PR #1075, opened 2025-06-17
Updated environ.sh.sample CFLAGs.

gyrovorbis:
1) Link-Time Optimization
    - Included -ffat-lto-objects by default, which is required for atomics and many KOS ports, with a note about this. 2) Additional Optimizations
    - No longer is about LTO
    - Has a list of random flags which have been found to also positively benefit perf at least SOMETIMES but are potentially situational.
3) Position Independent Code
    - Disabled by default with explanation of when to enable (dynamic linking) 4) Frame Pointers
    - Added info on using an extra register for frame pointer 5) GCC Builtin Functions
    - enabled by default now for performance reasons, as it has not been found to cause any issues (and our compiler doesn't do much with it)
    - Modified warning to be less harsh, as at this point anything broken with this flag is a new bug, most likely. 6) Fast Math Instructions
    - Added comment advising people to still try to enable these flags on individual compilation units rather than globally, sure enabling globally cause any issues.


pcercuei:
@gyrovorbis NAK on the `-fno-PIC -fno-PIE`. It is a good idea, just not a day before 2.2.0. So I'd suggest to fork it to a new PR that can be merged after 2.2.0 is out.

darcagn:
I find the phrasing around LTO confusing. What would the user think "fatter object files" implies? It's also reasonable to conclude when reading "atomics REQUIRE fat LTO objects to work" that atomics require LTO.

I would leave in a warning about LTO. It doesn't have to be the exact phrasing `Certain KOS-ports and examples do not work properly with "-flto=auto"!` but it's well known to cause build issues and uncover subtle bugs on any platform, not just Dreamcast (Ubuntu, for example, maintains a list of packages that are not to be compiled with LTO), so users should be aware of reasons not to enable it (and if it were the case that there are none, then we'd be enabling it by default). It also increases compile times and memory utilization although that is much less of a concern when targeting Dreamcast.

The "Additional Optimizations" section should have each flag on its own line and not refer to it as a "set." The optimizations are independent of one another and should be easily toggled on and off individually, unlike most other options in the environ where the flags go together.

gyrovorbis:
What do you guys think now?

pcercuei:
@QuzarDC Using `sinf()` and `cosf()` with builtins enabled will resolve to `__builtin_sinf()` and `__builtin_cosf()`; without `-ffast-math` they won't use the `FSCA` opcode, but resolve to a call to a C library function.

With builtins disabled, they will directly resolve to calling the same C library functions.

Therefore disabling builtins by default without a valid reason is a bad idea and will make the code *potentially* slower, and not faster.

doc/environ.sh.sample
```diff
@@ -172,21 +191,21 @@ export KOS_CFLAGS="${KOS_CFLAGS} -fomit-frame-pointer"
 
 # GCC Builtin Functions
 #
-# Comment out this line to enable GCC to use its own builtin implementations of
-# certain standard library functions. Under certain conditions, this can allow
-# compiler-optimized implementations to replace standard function invocations.
-# The downside of this is that it COULD interfere with Newlib or KOS implementations
-# of these functions, and it has not been tested thoroughly to ensure compatibility.
+# Comment in this line to prevent GCC from using its own builtin implementations of
```
darcagn:
```suggestion
# Uncomment this line to prevent GCC from using its own builtin implementations of
```

QuzarDC:
> Also, on the subject of builtins, I concur with @pcercuei. You definitely want them enabled by default because they can prevent full function invocations to Newlib for things like special memcpy() specializations (which we have almost none of in GCC), or for replacing sinf()/cosf() with FSCA.
> 
> I've only ever built with builtins enabled for many, many months and have never had a problem.

My question was specifically because you raised the issue of not having builtins turned on *unless* `-ffast-math` was also turned on: https://discord.com/channels/488332893324836864/614912396460556298/1333936876200919133 back in January when we tried turning them both on and fast-math (not builtins) caused issues with raylib and something else. At the time we were going to just disable fast-math but you'd raised that the math builtins have worse performance without fast-math than without builtins at all. 

If I misunderstood, or it's changed since then that's fine. If not, would just be a good thing to note that they should/need to be used together. I know we haven't had any compatibility issues in ages (iirc back when it was occasional linking errors and stdio breakage), I just remember there being this other downside.

gyrovorbis:
> > Also, on the subject of builtins, I concur with @pcercuei. You definitely want them enabled by default because they can prevent full function invocations to Newlib for things like special memcpy() specializations (which we have almost none of in GCC), or for replacing sinf()/cosf() with FSCA.
> > I've only ever built with builtins enabled for many, many months and have never had a problem.
>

- What you need to do -
Scan the records for the string "should" and show every line that contains it.

- Answer space -
I would leave in a warning about LTO. It doesn't have to be the exact phrasing `Certain KOS-ports and examples do not work properly with "-flto=auto"!` but it's well known to cause build issues and uncover subtle bugs on any platform, not just Dreamcast (Ubuntu, for example, maintains a list of packages that are not to be compiled with LTO), so users should be aware of reasons not to enable it (and if it were the case that there are none, then we'd be enabling it by default). It also increases compile times and memory utilization although that is much less of a concern when targeting Dreamcast.
The "Additional Optimizations" section should have each flag on its own line and not refer to it as a "set." The optimizations are independent of one another and should be easily toggled on and off individually, unlike most other options in the environ where the flags go together.
If I misunderstood, or it's changed since then that's fine. If not, would just be a good thing to note that they should/need to be used together. I know we haven't had any compatibility issues in ages (iirc back when it was occasional linking errors and stdio breakage), I just remember there being this other downside.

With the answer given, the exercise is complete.